<x-flowed>A few brief comments seem required and then that's it for me on this one --
1. There are only three Justices whose views on Larios we know with any
degree of certainty. All three consider the decision below to make
significant new law on the unconstitutionality of partisan advantage, at
least in the form of selective incubment pairing, as a justification for
population deviations inside the 10% margin. Two endorse that result; one
dissents from it (or technically, just argues the Court ought to address
the issue). Perhaps, though, we should assume that the poor, benighted
Justices Stevens, Breyer and Scalia neglected to read the lower court
opinion and therefore to realize that the case deals with nothing more than
regional differentiations.
2. A Justice's vote in a summary affirmance case has a bit of meaning,
given that a vote is being cast. (a bit, but not much). But you can't
realistically read anything into a Justice's failure to sign a concurrence
or dissent from a summary affirmance. Many Justices have self-imposed
restraints about writing or joining opinions when the Court is merely
issuing orders (stays, affirmances, denials of certs) and not deciding
questions on the merits. No Justice joined Justice Scalia's stay opinion
in Bush v. Gore, for example, though it's clear that 4 others agreed with
the views he took there. Justice Souter, for example, is known not to
write or join these individual Justice statements in most contexts because
he doesn't think individual Justices should express views in such
ways. There are too many reasons for the act of not signing or writing an
individual statement to make that non-action meaningful in any way on the
merits, beyond what the vote itself might mean.

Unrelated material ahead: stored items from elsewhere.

PR #3296, opened 2022-08-29
drop tables before canonical questions test

azizova-leyla:
### Description

Fixing the broken test.

## Release notes:

### Checklist

### Issue(s)

### DIFF
--- a/browser-test/src/question_lifecycle.test.ts
+++ b/browser-test/src/question_lifecycle.test.ts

3. I agree with my friend Kousser that a ban on partisanship inside the
10% margin is likely to do more harm than good. The constraint that
imposes on partisan gerrymandering is minimal; the cost of a zero tolerance
policy on population deviations might well be to facilitate partisanship
overall, for just the reasons he says; the elimination of one safe harbor
without its replacement by a bright-line alternative will breed
litigation. All true. Larios is interesting only if (or because) it puts
partisan gerrymandering (at least selective incubment protection) on the
defensive more broadly. Perhaps other contexts are distinguishable;
perhaps there's no judicially manageable way of dealing with this
unconstitutional state action in other contexts. But the state now has to
defend a purpose that is unconstitutional at least in some contexts and
that changes the game considerably. If Larios remains limited to the 10%
margin cases, it won't be anything to celebrate.

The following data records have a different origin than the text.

Issue #3269, opened 2022-08-25
Status Tracking: Allow filters for the Application list


shanemc-goog:
The entire Application List view is being revamped so we'll need to do a low-waste take at it in the current UI.

A MVP should allow for a filter selector showing
- all options available in the Applications that could be listed
- An option to show those with no status that can have a status selected.

Note: For applications on programs without statuses there is no status option available.

clouser2:
@rahaghas I was thinking for the V1, we could add the filter below the search box and before the Download / Filter buttons:
![Screen Shot 2022-08-25 at 11 29 00 AM](https://user-images.githubusercontent.com/1870301/186741583-818de1c8-11a0-46f9-b967-9c1bfdef6d8b.png)

I think the ideal experience would be a multi-select control of some sort. That said, I feel like checkboxes could take up a lot screen real estate. Additionally, we don't have any sort of dropdown-containing-checkboxes control that we can reuse. Building that would likely be a large amount of effort.

If we don't expect a need to choose more than one status when filtering, our V1 could simply be a select with a dropdown of the options.

What do you think?

clouser2:
As part of this work, an interesting challenge around our data modeling and applying it to filters emerged.

## Background

**Status change modeling** - Presently, any time the status is changed, an `ApplicationEvent` with a type of `status_change` ([code](https://github.com/civiform/civiform/blob/4f0821e44f89b43ee9a0ab86a75b29faabfd83e2/server/app/models/ApplicationEvent.java)) is added. As such, there are many `ApplicationEvent` entities associated with a given `Application`.

**Application filtering requirements** - Presently, we filter the set of applications shown to the program admin entirely in SQL ([code](https://github.com/civiform/civiform/blob/4f0821e44f89b43ee9a0ab86a75b29faabfd83e2/server/app/repository/ProgramRepository.java#L227)) since there can conceivably be O(thousands) of applications. Due to this (per @bion), the decision was made to do filtering at the database level rather than the application level since it would be more performant and consume less memory.

## Problem

Filtering based on application status given the current model would require joining the filtered set of applications with a query that:
  * Retrieves all `ApplicationEvent`s corresponding to a status change
  * Groups by application id and only retrieves the latest value

Expressing this in SQL may be possible, but very likely won't be performant since the cardinality of the right side of the join will consist of all application events for all applications. The belief is that the query planner would likely end up just doing N subqueries for all events corresponding to the filtered set of applications.

[...]

Issue #3264, opened 2022-08-25
Status Tracking: Receive Note Change FE request and save to DB


shanemc-goog:
Send the note from the FE to the BE and save it to the DB.

Sending the request is soon to be done.
The Repository is present, but need the Service and and Controller hookup

clouser2:
Also, update the note shown in the program admin UI.

shanemc-goog:
Just need to update the browser test that verifies the note was updated.

PR #3306, opened 2022-08-30
Surface latest status within the UI, backed by a DB trigger to populate the value

### LINKED ISSUE #3020: Status Tracking: Data modeling for status changes

### LINKED ISSUE #3267: Status Tracking: Reflect current Status in Status selector
The Application view status selector should show the current database status and not allow for the empty/unset value

clouser2:
### Description

Adds a `Application.latest_status` column corresponding to the most recent `ApplicationEvent` with type `status_change`. This value is precomputed via a database trigger.

The rationale for using a database trigger is documented [here](https://github.com/civiform/civiform/issues/3269#issuecomment-1232193163) (also linked in the database evolution).

This value is then consumed to populate the selected status value when the program admin is viewing an application. It is additionally used to in the status change confirmation dialog as the "previous status value".

This value will also be used in a subsequent PR to add filtering of applications via relevant statuses.

## Release notes:

Adds a column indicating the application's current status that has been set by a program admin. 

### Checklist

### Issue(s)
Fixes #3020; Fixes #3267; #3264; #3269

### DIFF
--- a/server/app/models/Application.java
+++ b/server/app/models/Application.java
@@ -120,7 +120,14 @@ public class Application extends BaseModel {
     return this;
   }
 
-  /** Returns the latest application status value associated with the applicaton. */
+  /**
+   * Returns the latest application status value associated with the application.
+   *
+   * <p>This value is updated by DB triggers defined in conf/evolutions/default/44.sql which set the
+   * status to the latest ApplicationEventDetails event for the application with a type of
+   * "status_change". Attempts to update the status manually will be overridden by the trigger (and
+   * has associated tests confirming this).
+   */
   public Optional<String> getLatestStatus() {
     return Optional.ofNullable(latestStatus);
   }
--- a/server/app/models/Application.java
+++ b/server/app/models/Application.java
@@ -121,12 +121,15 @@ public class Application extends BaseModel {
   }
 
   /**
-   * Returns the latest application status value associated with the application.
+   * Returns the latest application status text value associated with the application.
    *
    * <p>This value is updated by DB triggers defined in conf/evolutions/default/44.sql which set the
    * status to the latest ApplicationEventDetails event for the application with a type of
    * "status_change". Attempts to update the status manually will be overridden by the trigger (and
    * has associated tests confirming this).
+   *
+   * <p>If information about the actual event that set this status is desired, make use of
+   * getApplicationEvents instead.
    */
   public Optional<String> getLatestStatus() {
     return Optional.ofNullable(latestStatus);
--- a/server/app/models/Application.java
+++ b/server/app/models/Application.java
@@ -1,5 +1,6 @@
 package models;
 
+import com.google.common.annotations.VisibleForTesting;
 import io.ebean.annotation.DbJson;
 import io.ebean.annotation.WhenCreated;
 import java.time.Instant;
@@ -44,6 +45,7 @@ public class Application extends BaseModel {
   private Instant submitTime;
   private String preferredLocale;
   private String submitterEmail;
+  private String latestStatus;
 
   public Application(Applicant applicant, Program program, LifecycleStage lifecycleStage) {
     this.applicant = applicant;
@@ -116,5 +118,19 @@ public class Application extends BaseModel {
   public Application setSubmitTimeToNow() {
     this.submitTime = Instant.now();
     return this;
+  }
+
+  /** Returns the latest application status value associated with the applicaton. */
+  public Optional<String> getLatestStatus() {
+    return Optional.ofNullable(latestStatus);
+  }
+
+  /**
+   * This is visible only for tests to manipulate the latest status directly in order to ensure that
+   * updates to it are overridden by the configured database trigger.
+   */
+  @VisibleForTesting
+  void setLatestStatusForTest(String latestStatus) {
+    this.latestStatus = latestStatus;
   }
 }
--- a/server/app/views/admin/programs/ProgramApplicationView.java
+++ b/server/app/views/admin/programs/ProgramApplicationView.java
@@ -301,8 +301,7 @@ public final class ProgramApplicationView extends BaseHtmlView {
       String applicantNameWithApplicationId,
       StatusDefinitions.Status status,
       Http.Request request) {
-    // TODO(#3020): Populate the modal content with the previous configured status.
-    String previousStatus = "Unset";
+    String previousStatus = application.getLatestStatus().orElse("Unset");
     FormTag modalContent =
         form()
             .withAction(
--- a/server/app/views/admin/programs/ProgramApplicationView.java
+++ b/server/app/views/admin/programs/ProgramApplicationView.java
@@ -23,7 +23,6 @@ import j2html.tags.specialized.ATag;
 import j2html.tags.specialized.ButtonTag;
 import j2html.tags.specialized.DivTag;
 import j2html.tags.specialized.FormTag;
-import j2html.tags.specialized.OptionTag;
 import j2html.tags.specialized.SelectTag;
 import java.net.URLEncoder;
 import java.nio.charset.StandardCharsets;
@@ -126,7 +125,7 @@ public final class ProgramApplicationView extends BaseHtmlView {
                         div()
                             .withClasses(Styles.FLEX, Styles.MR_4, Styles.SPACE_X_2)
                             .with(
-                                renderStatusOptionsSelector(statusDefinitions),
+                                renderStatusOptionsSelector(application, statusDefinitions),
                                 updateNoteModal.getButton()))
                     .with(renderDownloadButton(programId, application.id)))
             .with(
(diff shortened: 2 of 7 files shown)


server/conf/evolutions/default/44.sql
```diff
@@ -0,0 +1,66 @@
...
+# ---   https://github.com/civiform/civiform/issues/3269#issuecomment-1232193163
+# --- Relevant documentation:
+# --- Trigger functions: https://www.postgresql.org/docs/current/sql-createtrigger.html
+# --- Create trigger statement: https://www.postgresql.org/docs/current/sql-createtrigger.html
+
+# --- !Ups
+
+alter table applications add column if not exists latest_status varchar;
+
+-- The latest status associated with an application is set to NULL if no application event entries
```
shanemc-goog, line 13: Start the comment with what the method does, then have the exceptions/qualifiers second.   The comment kinda reads backwards in general to me, it ends with the intent and leads with the exception.

EG we should be specific that this returns the status text and not the status details json/ etc.

server/conf/evolutions/default/44.sql
```diff
@@ -0,0 +1,66 @@
...
+-- exist. Otherwise, the text from the latest event corresponding to a status change is used.
+CREATE OR REPLACE FUNCTION retrieve_latest_status(app_id applications.id%TYPE) RETURNS text AS $$
```
shanemc-goog, line 15: Functions are in a global namespace I assume so I think these names should be more specific to their usage.  Triggers too?

Here: retrieve_latest_application_status

next one: process_latests_status_on_application_change

etc

server/conf/evolutions/default/44.sql
```diff
@@ -0,0 +1,66 @@
...
+-- A function that sets the "latest_status" column anytime an application is updated.
+-- Note: The "NEW" variable corresponds to the application record to be inserted / updated.
+CREATE OR REPLACE FUNCTION process_application_change() RETURNS TRIGGER AS $$
+  BEGIN
+    NEW.latest_status := retrieve_latest_status(NEW.id);;
+    RETURN NEW;;
+  END;;
+$$ LANGUAGE plpgsql;
+
+CREATE TRIGGER application_change BEFORE INSERT OR UPDATE ON applications
```
shanemc-goog, line 38: I'm not sure why we need to trigger this on insert or update.

For insert it should be null which we can make the default in the add column statement.

For Update, won't we copy forward the existing value with each update?  Or Is it that every update overwrites this to null and then the trigger needs to fix it?

Eitherway can you doc the data-flow/rationale clearer?

server/conf/evolutions/default/44.sql
```diff
@@ -0,0 +1,66 @@
...
+    FOR EACH ROW EXECUTE FUNCTION process_application_change();
+
+-- A function that sets the "latest_status" column on the referenced application record anytime
+-- an event record is updated.
+-- Note: The "NEW" variable corresponds to the application event record to be inserted / updated.
+CREATE OR REPLACE FUNCTION process_application_event_change() RETURNS TRIGGER AS $$
+  BEGIN
+    IF ((NEW.details->>'event_type') = 'STATUS_CHANGE') THEN
+      UPDATE applications
+        SET latest_status = retrieve_latest_status(NEW.application_id)
```
shanemc-goog, line 48: This function is done ON the Events table so the right side here is unnecessarily re-querying the Events table I think; can't it be something like

NEW.details->'status_event'->>'status_text'

server/app/models/Application.java
```diff
@@ -117,4 +119,25 @@ public Application setSubmitTimeToNow() {
...
+
+  /**
+   * Returns the latest application status value associated with the application.
+   *
+   * <p>This value is updated by DB triggers defined in conf/evolutions/default/44.sql which set the
+   * status to the latest ApplicationEventDetails event for the application with a type of
+   * "status_change". Attempts to update the status manually will be overridden by the trigger (and
+   * has associated tests confirming this).
+   */
+  public Optional<String> getLatestStatus() {
```
shanemc-goog, line 131: Is there a reason to not make the full StatusEvent available here?  EG we can't as easily see the value for sendEmail or subsequent data we add.

server/app/views/admin/programs/ProgramApplicationView.java
```diff
@@ -251,16 +251,16 @@ private DivTag renderStatusOptionsSelector(StatusDefinitions statusDefinitions)
...
-        .getStatuses()
+    statusDefinitions.getStatuses().stream()
+        .map(StatusDefinitions.Status::statusText)
         .forEach(
-            status -> {
-              String value = status.statusText();
-              OptionTag optionTag = option(value).withValue(value);
-              dropdownTag.with(optionTag);
+            statusText -> {
+              boolean isCurrentStatus = statusText.equals(application.getLatestStatus().orElse(""));
```
shanemc-goog, line 261: suggestion: pull `application.getLatestStatus().orElse("")` into a readable var before the stream operation

shanemc-goog (changes requested):

shanemc-goog:
Looks great!  just documentation / clarity stuff

server/conf/evolutions/default/44.sql
clouser2: Good call. Done.

server/conf/evolutions/default/44.sql
clouser2: Technically yes. However, say we were modifying an old event (either through a DB migration or through new functionality we add). In that case, we still want to set the latest status based on the most recent event. Given that, the query is necessary. Added docs that attempt to clarify this.

server/conf/evolutions/default/44.sql
clouser2: Moved both trigger definitions down side-by-side and attempted to document. As currently implemented, all is as you said. However, this trigger is specifically here to guard against application code attempting to change that behavior by explicitly modifying the latest_status column. The trigger guards against that being supported (and has unit tests to assert that). We can drop this in the future if we have a real need to modify the column in application code. However, that'll open us up to all of the concerns around ensuring that the column is manually kept in sync within application code.

bion (approved):
Thank you for documenting this so carefully on the referenced issue. And thanks @shanemc-goog for the great PR comments helping document the code itself. I think this approach will provide good scalability and performance while also keeping the likelihood of an inconsistent database state low.

server/app/views/admin/programs/ProgramApplicationView.java
```diff
@@ -258,7 +258,8 @@ private DivTag renderStatusOptionsSelector(
         .map(StatusDefinitions.Status::statusText)
         .forEach(
             statusText -> {
-              boolean isCurrentStatus = statusText.equals(application.getLatestStatus().orElse(""));
+              String latestStatusText = application.getLatestStatus().orElse("");
```
shanemc-goog, line 261: This can go above the entire stream operation so it's capture outside of the forEach context and not done each time.

server/conf/evolutions/default/44.sql
```diff
@@ -28,39 +28,46 @@ $$ LANGUAGE SQL;
...
 -- an event record is updated.
 -- Note: The "NEW" variable corresponds to the application event record to be inserted / updated.
-CREATE OR REPLACE FUNCTION process_application_event_change() RETURNS TRIGGER AS $$
+CREATE OR REPLACE FUNCTION process_latest_status_on_application_event_change() RETURNS TRIGGER AS $$
   BEGIN
     IF ((NEW.details->>'event_type') = 'STATUS_CHANGE') THEN
       UPDATE applications
-        SET latest_status = retrieve_latest_status(NEW.application_id)
+        -- Don't always use the status event being modified since we care only about setting the
+        -- latest_status column based on the most recent application event, which isn't necessarily
```
shanemc-goog, line 46: Ah, because this happens on updates too we want to find the latest as it might not be the latest?

That's ok, though a little unfortunate as we should never be updating the event log rows, but to cover all the bases I see why its here.

shanemc-goog (commented):
just questions, LGTM

shanemc-goog (approved):
Can you do the unacknowledged doc update too?

server/conf/evolutions/default/44.sql
clouser2: Good call. Done!

server/conf/evolutions/default/44.sql
clouser2: Yah, exactly. Unfortunate and probably will never happen, but still necessary.

server/app/views/admin/programs/ProgramApplicationView.java
clouser2: Done.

4. The fact that some social scientists have come up with formulas that
they believe appropriately determine the fair partisan distribution of
districts hardly means the courts will conclude those formulas reflect the
appropriate normative judgments or that the formulas provide structures for
litigation and proof that give courts confidence they can manage the
problem. There are reasons courts are uncomfortable judging whether the
outcomes of elections are "fair;" three of the four dissenting Justices in
Vieth were not willing to endorse any outcome-oriented approach, and the
one who was, Justice Breyer, doesn't adopt any quantitative formula of the
sort Kousser mentions. There are many law professors on this list who,
unlike me, believe the courts should stay out of partisan
gerrymandering. Perhaps they can better justify and explain the Court's
reluctance to incorporate social-scientific definitions of partisanly
"fair" seat distributions. I'm not sure if Kousser means to cast doubt on
the partisan good faith of judges who conclude the problem is not
justiciable, despite the King etc. options, but again, many academics on
this list about whose partisan preferences even Morgan can't be skeptical
similarly conclude that partisan gerrymandering isn't a problem courts can
manage.
5. Kousser is right that I think it's paranoid to try to explain the
Justices votes in districting cases on the principle that conservative
justices are deciding case by case which outcome furthers the interest of
the Republican Party. That seems to be his working hypothesis. So then,
is Scalia the one Justice Kousser would view as non-partisan, because he
dissented in Larios? Why doesn't O'Connor's vote in Cromartie, which had
the effect of entrenching a Democratic incumbent, counter the partisan
narrative? Are we supposed to understand that the liberals are just as
partisan when they vote on the other side of these cases, as on partisan
gerrymandering and Larios? Or when their votes correlate with desirable
partisan outcomes, are they somehow immune from this analysis? Are we
supposed to believe the 5-4, entirely predictable split in Shaw reflects
the consistent 5-4 divide on race conscious state action -- or that it's
better explained by the partisan struggle to further the interests of one
party? Did the 5-4 divide in Ga v. Ashcroft, in which the conservatives
endorsed the Democratic gerrymander of GA while the liberals voted to hold
it unlawful, somehow have a sinister partisan underside? I'm not saying
judges are immune from partisan considerations, particularly in singular
events where the political stakes are enormously high and the decisions of
little precendential significance for other cases. But these districting
decisions lay down principles that affect dozens of cases. There's no
convincing evidence that Justices are deciding the cases based on which
partisan ox is being gored in each instance.